3. All claims of Hammesfahr will be immediately due and payable in full if the purchaser does not fulfil its obligations, or in the event of its insolvency or its moratorium, or if the purchaser, due to whatsoever cause, loses, or might lose, the power of disposal over its assets or a part thereof. In that event Hammesfahr will have the right to terminate or suspend, wholly or in part, the agreement with immediate effect and without judicial intervention, by means of a notice in writing to the purchaser, without prejudice to the right of Hammesfahr to compensation.
Article 13: Liability
1. Hammesfahr accepts statutory obligations of compensation insofar as the purchaser demonstrates by all lawful means and proves that the damage is caused by gross negligence or omission on the part of Hammesfahr.
2. The liability for damage ensuing from article 13.1 is expressly limited to an amount to the level of the invoiced amount in the principal sum related to the delivered products and/or the provided services.
3. Each farther-reaching liability on the part of Hammesfahr for damage, including but not limited to liability for employees and contractors or agents, is excluded, arisen on whatsoever basis, including all direct and indirect loss, such as consequential damage and trading loss. Furthermore the purchaser indemnifies Hammesfahr against all claims by third parties with regard to any damage suffered or to be suffered, all this with due regard to the provisions of this article.
Article 14: Other obligations of the purchaser
1. The purchaser is obliged to immediately inform Hammesfahr in writing if an application for the declaration of insolvency or moratorium of the purchaser is submitted, or if the purchaser, due to whatsoever cause, loses or might lose the power of disposal over its assets or a part thereof.
Article 15: Amendments
1. These General Terms and Conditions can be amended by Hammesfahr, but these amendments will not apply toward the purchaser until after the purchaser has been informed of these amendments.

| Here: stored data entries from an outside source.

PR #1337, opened 2025-05-14
Fix some build errors with MSVC and update the windows.md

lhamot:
- In **windows.md** remove the `-b smart_holder` parameters since this branch of `pybind11` no more exists
- In **open_spiel/CMakeLists.txt** add the build flags which are required for MSVC and already listed in **windows.md**
- In **open_spiel/games/bargaining/bargaining_instances1000.cc** and **chess/chess960_starting_positions.cc** :
    - Splits raw strings since they are loo long for MSVC
- In **open_spiel/games/hive/hive.cc** fix this error :
    - `error C2397: conversion from 'int64_t' to 'open_spiel::hive::HiveTile' requires a narrowing conversion`
- In **HiveBoard::IsCovered**, replace `find_if` by `any_of` since `find_if` returns an iterator and `IsCovered` expect a `bool`.

### DIFF
--- a/docs/windows.md
+++ b/docs/windows.md
@@ -42,7 +42,7 @@ dependencies (commands adapted from open_spiel/scripts/install.sh)
 cd C:\Users\MyUser
 git clone https://github.com/deepmind/open_spiel.git
 cd open_spiel
-git clone -b smart_holder --single-branch --depth 1 https://github.com/pybind/pybind11.git pybind11
+git clone --single-branch --depth 1 https://github.com/pybind/pybind11.git pybind11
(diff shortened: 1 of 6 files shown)


lanctot:
Thanks @lhamot . It seems like there were some troubles with the tests.

lanctot:
Thank you again @lhamot for this fix!

I wanted to float an idea by you. It would be great to more properly support OpenSpiel on Windows. There is a lot of work to be done there, but one thing that would help is building and testing the pip wheel on Windows.

I know that the package we use to build it (cibuildwheel) does support building and testing Windows pip wheels, but we have never tried looking into that direction. I wonder if it would be possible. Anyway, just wanted to mention it in case you have every done that before and have any idea how easy it is.

PR #1338, opened 2025-05-20
Added a test for `sequence_form_lp` 

alexunderch:
Added a test for `sequence_form_lp` to check the right way of computing the `explotablity` of the solution.
Should I run local tests and if so, how? I didn't find that in the documentation.


alexunderch:
I didn't read everything well but I have just signed the CLA.

PR #1347, opened 2025-06-04
Add Azul game implementation

fenghaolw:
Azul: https://boardgamegeek.com/boardgame/230802/azul

Please review carefully :) I haven't written C++ in years.

I am using Apple M4 so forked #1335 to get it compiling. The .gitignore change is to ignore clangd caches (am I the only one who ran into this?)

### DIFF
--- a/.gitignore
+++ b/.gitignore
@@ -62,3 +62,4 @@ Package.resolved
 # Visual Studio generated files
 open_spiel/.vs
 /.env
+.cache/
--- a/open_spiel/games/CMakeLists.txt
+++ b/open_spiel/games/CMakeLists.txt
@@ -1,6 +1,8 @@
 set(GAME_SOURCES
   amazons/amazons.cc
   amazons/amazons.h
+  azul/azul.cc
+  azul/azul.h
   backgammon/backgammon.cc
   backgammon/backgammon.h
   bargaining/bargaining.cc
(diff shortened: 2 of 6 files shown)


lanctot:
Wow.. thanks!

This is great. 

It might be a bit hard to merge right away due to reasons listed in https://github.com/google-deepmind/open_spiel/issues/770 

But, we recently had a success story with Hive and was able to pull it in as a result (we contacted the publishers and they gave us permission). It'd be great if we could do it again here. There are 20+ publishers are listed on the BGG page.. I wonder if you know a "main" one that we can contact.. do you know?

lanctot:
Looked a bit into the publisher.. Asmodee is listed. This could be good news. Hanabi was one we previously got permissions for and it's also published by Asmodee. So it's possible that we _could_ get permission for this one too.

But, it is something that we would need your help to take on. Let me know what you think.

fenghaolw:
Makes sense, hadn't considered the legal implications 😢 

I am happy to take on this if you can give me some pointers. (I work at Google too, if that helps anything :) I assume the primary part is contacting the publishers though)

lanctot:
Please revert `install.sh` as the new abseil still causes some tests to fail on Github CI. (I will try to find time to fix that properly in master--  next week I hope -- as you're the second person to have been blocked by this)

PR #1370, opened 2025-09-30
New staging release: 1.6.2

lanctot:


open_spiel/scripts/test_wheel.sh
visheshrwl, line 1: Hi @lanctot ,

I noticed you added a wheel installation line for cp312 in `test_wheel.sh`:

```bash
- ${PYBIN} -m pip install wheelhouse/open_spiel-*-cp310-cp310-manylinux_2_17_x86_64.manylinux2014_x86_64.whl
+ ${PYBIN} -m pip install wheelhouse/open_spiel-*-cp312-cp312-manylinux_2_17_x86_64.manylinux2014_x86_64.whl
```

I'm curious about the reasoning behind installing that specific wheel. In my testing, this approach causes "not a supported wheel on this platform" errors when the Python version doesn't match the hardcoded wheel versions.

Would a dynamic approach that detects the actual Python version and installs the matching wheel be more appropriate? Something like:
```
PYTHON_VERSION=$(${PYBIN} --version 2>&1 | awk '{print $2}' | cut -d. -f1,2 | tr -d '.')
${PYBIN} -m pip install wheelhouse/open_spiel-*-cp${PYTHON_VERSION}-cp${PYTHON_VERSION}-*.whl
```
This would support all Python versions (3.9-3.13) that we build wheels for, rather than being limited to specific hardcoded versions.

What was the intended behavior with the dual installation approach?

visheshrwl: Got it, thanks for clarifying the context around the dual-level tests and the Ubuntu 24.04 upgrade.

I agree with your point on readability, the dynamic version detection is a bit cryptic at first glance, but it future-proofs the script against similar issues if/when Python version changes again.

PR #51, opened 2020-08-15
Fix icon logic, closes #50

### LINKED ISSUE #50: Icons in /usr/share/icons/hicolor/256x256/ don't seem to work
If I read the code correctly, then the code looks for the presence of the icon specified in the desktop file in `appdir + /usr/share/icons/hicolor/256x256/` here:
https://github.com/probonopd/go-appimage/blob/f1ebcce70dae0ab9a671604261d4fd46be88384f/src/appimagetool/appimagetool.go#L369-L382

What strikes me though is that in the first check it is checked whether the icon exists at the root of the appdir. This in and of itself is not what I find interesting. Rather the fact that this code part sets the `iconFile` variable:
https://github.com/probonopd/go-appimage/blob/f1ebcce70dae0ab9a671604261d4fd46be88384f/src/appimagetool/appimagetool.go#L367-L369

The second check however doesn't seem to set this variable. Thus
https://github.com/probonopd/go-appimage/blob/f1ebcce70dae0ab9a671604261d4fd46be88384f/src/appimagetool/appimagetool.go#L386
Prints 
```
Icon file: 
```
aka: An empty String.

A few lines down however this variable is used to assemble a path to copy:
https://github.com/probonopd/go-appimage/blob/f1ebcce70dae0ab9a671604261d4fd46be88384f/src/appimagetool/appimagetool.go#L397

In my case this results in this error:
```
ERROR Copy .DirIcon: read .: is a directory
```

I also think it is interesting that the code above seems to create a `.DirIcon` file in the AppImage's root
https://github.com/probonopd/go-appimage/blob/f1ebcce70dae0ab9a671604261d4fd46be88384f/src/appimagetool/appimagetool.go#L371-L381

and a bit further down we have
https://github.com/probonopd/go-appimage/blob/f1ebcce70dae0ab9a671604261d4fd46be88384f/src/appimagetool/appimagetool.go#L391-L394
which seems to exactly cancel above action. Interestingly however I did not see the `Deleting pre-existing .DirIcon` message in my logs so maybe I am missing something here :thinking: 

All in all I think that maybe the functionality for icons in the respective subdir is broken atm...

probonopd:
Thanks for your careful review @Krzmbrzl

### DIFF
--- a/src/appimagetool/appimagetool.go
+++ b/src/appimagetool/appimagetool.go
@@ -362,32 +362,29 @@ func GenerateAppImage(appdir string) {
 	var iconfile string
 
 	// Check if we find a png matching the Icon= key in the top-level directory of the AppDir
+	// or at usr/share/icons/hicolor/256x256/apps/ in the AppDir
 	// We insist on a png because otherwise we need to costly convert it to png at integration time
 	// since thumbails need to be in png format
 	if helpers.CheckIfFileExists(appdir+"/"+iconname+".png") == true {
 		iconfile = appdir + "/" + iconname + ".png"
-	} else if helpers.CheckIfFileExists(appdir + "/usr/share/icons/hicolor/256x256/" + iconname + ".png") {
+	} else if helpers.CheckIfFileExists(appdir + "/usr/share/icons/hicolor/256x256/apps/" + iconname + ".png") {
 		// Search in usr/share/icons/hicolor/256x256 and copy from there
-		input, err := ioutil.ReadFile(appdir + "/usr/share/icons/hicolor/256x256/" + iconname + ".png")
+		input, err := ioutil.ReadFile(appdir + "/usr/share/icons/hicolor/256x256/apps/" + iconname + ".png")
 		if err != nil {
 			log.Println(err)
 			return
 		}
-		err = ioutil.WriteFile(appdir+".DirIcon", input, 0644)
-		if err != nil {
-			log.Println("Error copying ticon to", appdir+".DirIcon")
-			log.Println(err)
-			return
-		}
+		iconfile = appdir + "/usr/share/icons/hicolor/256x256/apps/" + iconname + ".png"
 	} else {
-		os.Stderr.WriteString("Could not find icon file at " + appdir + "/" + iconname + ".png" + ", exiting\n")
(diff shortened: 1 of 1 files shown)


Krzmbrzl:
You're welcome. Thanks for the fix :D

src/appimagetool/appimagetool.go
```diff
@@ -362,32 +362,29 @@ func GenerateAppImage(appdir string) {
...
+	// or at usr/share/icons/hicolor/256x256/apps/ in the AppDir
 	// We insist on a png because otherwise we need to costly convert it to png at integration time
 	// since thumbails need to be in png format
 	if helpers.CheckIfFileExists(appdir+"/"+iconname+".png") == true {
 		iconfile = appdir + "/" + iconname + ".png"
-	} else if helpers.CheckIfFileExists(appdir + "/usr/share/icons/hicolor/256x256/" + iconname + ".png") {
+	} else if helpers.CheckIfFileExists(appdir + "/usr/share/icons/hicolor/256x256/apps/" + iconname + ".png") {
 		// Search in usr/share/icons/hicolor/256x256 and copy from there
-		input, err := ioutil.ReadFile(appdir + "/usr/share/icons/hicolor/256x256/" + iconname + ".png")
+		input, err := ioutil.ReadFile(appdir + "/usr/share/icons/hicolor/256x256/apps/" + iconname + ".png")
```
Krzmbrzl, line 372: Why do you read the image here but not in the branch above? :thinking:

probonopd: Good question - probably just using `helpers.CheckIfFileExists` would be sufficient...

Krzmbrzl: That could also be outsourced to after the if. Just check whatever is in`fileName`. That way you'd also get a consistent behavior across all branches :)

probonopd: Care to send a PR @Krzmbrzl? I'd highly appreciate it.

Krzmbrzl: I can try - never worked with Go before ^^

probonopd: Looks like you succeeded :+1: Thank you.

PR #55, opened 2020-08-16
Remove unneeded file read

Krzmbrzl:
If the icon was stored in `.../icons/hicolor/256x256/apps`, the code would read the file's content into memory. It doesn't do anything with that though. And the existance of the file is covered by the if-condition anyways.

Thus this commit removes the unnecessary file-access.


probonopd:
Thanks @Krzmbrzl

Krzmbrzl:
Sure :)

PR #78, opened 2020-10-22
feat: Allow providing manual branch name

srevinsaju:
Currently, go-appimage does not allow to provide the branch / tag name / channel from where
github releases can be updated (updateinformation). This is useful for releasing apps to, `beta`, `nightly` channels, by setting APPIMAGETOOL_GH_BRANCH_DEPLOY environment variable to the required branch/channel name.

Use case, in the [Firefox-AppImage](/srevinsaju/Firefox-AppImage), I would like to maintain Beta, Nightly, Stable, ESR Releases in a single repository. I could achieve this by doing something like this

```bash
export APPIMAGETOOL_GH_BRANCH_DEPLOY=nightly
./appimagetool*.AppImage AppDir
```

I am open to changes / feel free to close this PR if it seems redundant

### DIFF
--- a/src/appimagetool/appimagetool.go
+++ b/src/appimagetool/appimagetool.go
@@ -555,7 +555,9 @@ func GenerateAppImage(appdir string) {
 		} else {
 			parts := strings.Split(os.Getenv("GITHUB_REPOSITORY"), "/")
 			var channel string
-			if os.Getenv("GITHUB_REF") != "" && os.Getenv("GITHUB_REF") != "refs/heads/master" {
+			if os.Getenv("APPIMAGETOOL_GH_BRANCH_DEPLOY") != "" {
+				channel = os.Getenv("APPIMAGETOOL_GH_BRANCH_DEPLOY")
+			} else if os.Getenv("GITHUB_REF") != "" && os.Getenv("GITHUB_REF") != "refs/heads/master" {
 				channel = "latest"
 			} else {
 				channel = "continuous"


srevinsaju:
@probonopd kindly provide your suggestions :innocent:

srevinsaju:
I guess, it would be better to rename the environmental name
```bash
APPIMAGETOOL_GH_BRANCH_DEPLOY -> APPIMAGETOOL_GH_CHANNEL_DEPLOY
```
to make it more meaningful

probonopd:
Thanks @srevinsaju. Were you able to test this fully, including that updates work when using multiple different channels?

srevinsaju:
I tested it [here](https://github.com/srevinsaju/go-appimageteststeststestestests), sorry for the repository name :smile: 

* After setting the custom branch: https://github.com/srevinsaju/go-appimageteststeststestestests/actions/runs/322066167
* Before setting the custom branch: https://github.com/srevinsaju/go-appimageteststeststestestests/actions/runs/322061699

probonopd:
That looks good. Could you perform an end-to-end test, actually updating, when you have more than one channel?

srevinsaju:
I did not understand, did you mean to implement this in Firefox-AppImage or a similar repository, so that you will be able to see?

probonopd:
Yes, if that's not too much to ask :-)

srevinsaju:
Ok, may I know if I would be able to download the build artifact from Travis CI? Because, it would make things easier for me  :smile: , if not, I will try to build it on an old system

srevinsaju:
Ok, I am porting the scripts/build.sh to GitHub actions, I am not sure if you are its fan, but I will try it on my fork :smile:

probonopd:
GitHub Actions is something that I'd like to support anyway. When I had started working on go-appimage it was not there yet (or at least I had no clue about it at that time).

srevinsaju:
Sure, I have created a go-appimage GitHub Action to build every commit and provide an artifact for download for PRs with their base branch as `dev` on https://github.com/srevinsaju/go-appimage

Regarding adding it to Firefox-AppImage, because of #68 I will not be adding this yet, but I would try to fix #68 before this, as its quite important. Its the only blocker which I see now, which prevents me from using go-appimagetool. Until then, I will create nightly and beta builds of go-appimagetool on my fork as a demo. Right now, you can see the releases for x86_64 and i386 are generated using your script.

probonopd:
Good. Just ping me when you think everything is end-to-end tested well enough that you consider this safe to merge. Thanks!

srevinsaju:
@probonopd Done!, you can see [this Firefox repository](/srevinsaju/.tmp.Firefox.AppImage) and its channels.

probonopd:
Thank you very muich @srevinsaju for the implementation and testing. Could you please add a sentence on how to use it to the README.md? Thank you very much.

srevinsaju:
@probonopd I understand your idea, but I feel that the core tools should be extensively configurable, and end-users should  never use low level tools like appimagetool, but instead, they should use higher level tools like pkg2appimage, or appimage-builder. Restricting the ability to configure low level applications makes it almost impossible to configure them on higher level helper tools (unless we fork go-appimage)


Regarding branches, actually, the right term I should have used is `channel`. For example, Firefox-AppImage is built on the `master` branch and releases are created as `tags`. We cannot retrieve the tags from gh actions, gitlab or travis because we set them after we build the executable right? Moreover, I would consider this one environment variable as protected variable, i.e. the user should only set this if they 'really know what they're doing™'. I would suggest printing a warning message to stdout, what do you suggest?

probonopd:
The name `appimagetool` in go-appimage is a misnomer: It is not the same low-level tool as the old `appimagetool` in https://github.com/AppImage/AppImageKit. Instead, it is a very high-level tool intended to do everything, including uploading, so that the user has zero chance to mess anything up. If something is not working when using this tool, then the tool itself is to be blamed and needs to be fixed, rather the user trying to do random workarounds that do more harm than good.

Let's come up with a better name for this tool, something that conveys "High-level fully-automagic zero-configuration AppImage all in one creation tool".

srevinsaju:
oh I see. I thought its a new rewrite of the old appimagetool, which was supposed to be the low-level tool which was supposed to just convert an AppDir to appimagetool.

probonopd:
It isn't - it's a naming screwup. (It started out being that, but then I just kept coding, adding more and more functionality toward a full blown "do it all" tool, so the name no longer is a good match.)

srevinsaju:
We could ask for suggestions on a new issue for a cool new name. The community would be interested to provide some inputs, but this repository is less discoverable than [AppImageKit](https://github.com/appimage/appimagekit), would this repository be moved some day?

PR #80, opened 2020-10-22
fix: non-travis builds contain illegal character ':'

srevinsaju:
The %T expanded to 00:00:00 which is contains the character `:`. Many systems including shells, CIs do not like to keep this character and causes errors, or sometimes we need to escape these characters. It would be nice if the character is removed


probonopd:
Good catch @srevinsaju, thank you.

PR #81, opened 2020-10-23
Fix arch detection

srevinsaju:
Previously, go-appimagetool did not stop if a proper architecture was
not detected from the .so. files or the binary. As it did not halt,
the arch variable was set to empty string (''). This led to a
filenotfound panic, because the tool was looking for
`release-` instead of `release-x86_64` as the arch variable was
empty. go-appimagetoold should properly halt if the detection of
ARCH variable did not complete successfully, so that they
can provide the ARCH environment variable instead.

### DIFF
--- a/src/appimagetool/appimagetool.go
+++ b/src/appimagetool/appimagetool.go
@@ -6,8 +6,11 @@ package main
 import (
 	// "crypto/md5"
 	"encoding/json"
+	"errors"
 	"flag"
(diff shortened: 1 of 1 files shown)


srevinsaju:
@probonopd kindly review and provide your suggestions :innocent:

probonopd:
Thank you very much, this is a very reasonable point. Merging.

PR #85, opened 2020-10-24
fix: regression introduced by 71d52986d56ab486f97f4e6a998a1d7495b47e3c

### LINKED ISSUE #84: Build fails
Unfortunately the build now fails.
https://github.com/probonopd/go-appimage/runs/1301568998

Seems to be related to dc8b62c?

cc @srevinsaju

srevinsaju:
Fixes #84 

needed to predefine the variable before the if block
as scopes in go are also limited to the if-else-block only.


probonopd:
Thank you @srevinsaju

PR #91, opened 2020-11-01
Restructure and rewrite 

### LINKED ISSUE #87: Build a bare-bones version of appimagetool
Once https://github.com/probonopd/go-appimage/issues/86 is done, we may want to also build a bare-bones version of the tool that does only one thing, turn AppDirs into AppImages (like the old appimagetool in https://github.com/AppImage/AppImageKit did). This might make it more viable for other projects (e.g., electron-builder, linuxdeployqt, appimage-builder,...) to use it under the hood.

That one might possibly be called `appimagetool` and might be made command-line compatible to the old `appimagetool` from AppImageKit, which at that point might be deprecated.

While I don't have a need for this myself (I will use the do-it-all-automagic full blown tool), I'd welcome PRs that would build that bare-bones version.

Only requirement:
Things don't get more complicated for me. Especially, no multi-repository setups.

cc @TheAssassin @srevinsaju

### LINKED ISSUE #90: Cleaning up and restructuring - Part 1
image

I am restucturing `go-appimagetool` following #87 (comment) to get a better structure. This is the command line interface so far which was accompanied with the restructuring. Let me know of your ideas. comments so that I can incorporate in the PR.

It looks a bit more neater for me, but this is followed by a lot of other changes too. 

cc @probonopd

srevinsaju:
May fix #90 
Fixes #87

In progress.
Rewriting `appimagetool` following `urfave/cli/v2` to write cleaner command line interfaces

cc @probonopd 
open for discussion, and rewrite

### DIFF
--- a/go.mod
+++ b/go.mod
@@ -27,6 +27,7 @@ require (
 	github.com/smartystreets/goconvey v1.6.4 // indirect
 	github.com/srwiley/oksvg v0.0.0-20200311192757-870daf9aa564
 	github.com/srwiley/rasterx v0.0.0-20200120212402-85cb7272f5e9
+	github.com/urfave/cli/v2 v2.2.0
 	go.lsp.dev/uri v0.3.0
 	golang.org/x/crypto v0.0.0-20200311171314-f7b00557c8c4
 	golang.org/x/image v0.0.0-20200119044424-58c23975cae1 // indirect
--- a/go.sum
+++ b/go.sum
@@ -1,3 +1,4 @@
+github.com/BurntSushi/toml v0.3.1/go.mod h1:xHWCNGjB5oqiDr8zfno3MHue2Ht5sIBksp03qcyfWMU=
 github.com/StackExchange/wmi v0.0.0-20190523213315-cbe66965904d h1:G0m3OIz70MZUWq3EgK3CesDbo8upS2Vm9/P3FtgI+Jk=
 github.com/StackExchange/wmi v0.0.0-20190523213315-cbe66965904d/go.mod h1:3eOhrUMpNV+6aFIbp5/iudMxNCF27Vw2OZgy4xEx0Fg=
 github.com/acobaugh/osrelease v0.0.0-20181218015638-a93a0a55a249 h1:fMi9ZZ/it4orHj3xWrM6cLkVFcCbkXQALFUiNtHtCPs=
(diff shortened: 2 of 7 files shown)


probonopd:
Impressive @srevinsaju. Thank you.

> The AppImage was created, but is lacking update information.

Do you know why this might be?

Article 16: Applicable law and disputes
1. The law of the Netherlands exclusively applies to the agreements between Hammesfahr and the purchaser.
2. All disputes between Hammesfahr and its purchasers will only be submitted to the court with competent jurisdiction in the district where Hammesfahr is established or, all this at the discretion of Hammesfahr, to the court with competent jurisdiction in the place of business of the buyer.